Working from the entries below, count every line that includes the word "code". Return the figure alone.
BEGIN Input for this task
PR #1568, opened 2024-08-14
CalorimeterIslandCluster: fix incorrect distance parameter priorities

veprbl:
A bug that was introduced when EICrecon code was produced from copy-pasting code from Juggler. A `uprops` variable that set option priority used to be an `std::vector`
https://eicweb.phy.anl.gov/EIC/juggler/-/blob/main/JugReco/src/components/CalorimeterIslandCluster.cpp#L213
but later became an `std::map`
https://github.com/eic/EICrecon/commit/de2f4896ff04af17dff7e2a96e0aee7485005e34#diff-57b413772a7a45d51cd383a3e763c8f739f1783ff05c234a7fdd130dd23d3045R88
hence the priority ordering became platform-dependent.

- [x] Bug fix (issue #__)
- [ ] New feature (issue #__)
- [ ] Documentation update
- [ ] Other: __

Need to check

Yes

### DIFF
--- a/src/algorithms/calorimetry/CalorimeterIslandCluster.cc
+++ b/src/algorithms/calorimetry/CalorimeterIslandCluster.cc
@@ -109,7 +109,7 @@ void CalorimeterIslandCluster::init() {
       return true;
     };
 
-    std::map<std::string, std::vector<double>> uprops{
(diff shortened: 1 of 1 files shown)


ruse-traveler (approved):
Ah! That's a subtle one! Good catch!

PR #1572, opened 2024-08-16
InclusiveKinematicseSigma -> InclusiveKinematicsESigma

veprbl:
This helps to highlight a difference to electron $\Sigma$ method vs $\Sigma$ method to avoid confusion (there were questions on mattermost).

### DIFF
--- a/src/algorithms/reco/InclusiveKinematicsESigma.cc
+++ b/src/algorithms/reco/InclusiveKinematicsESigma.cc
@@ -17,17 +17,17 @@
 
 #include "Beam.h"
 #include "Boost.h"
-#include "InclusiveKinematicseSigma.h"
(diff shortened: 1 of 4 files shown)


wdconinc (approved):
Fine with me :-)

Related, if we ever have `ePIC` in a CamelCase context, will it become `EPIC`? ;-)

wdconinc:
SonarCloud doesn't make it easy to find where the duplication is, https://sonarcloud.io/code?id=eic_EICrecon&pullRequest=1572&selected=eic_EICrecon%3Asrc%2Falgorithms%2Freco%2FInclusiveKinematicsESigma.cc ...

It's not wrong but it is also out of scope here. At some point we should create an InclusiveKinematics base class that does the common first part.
END Input for this task
Task solution: 2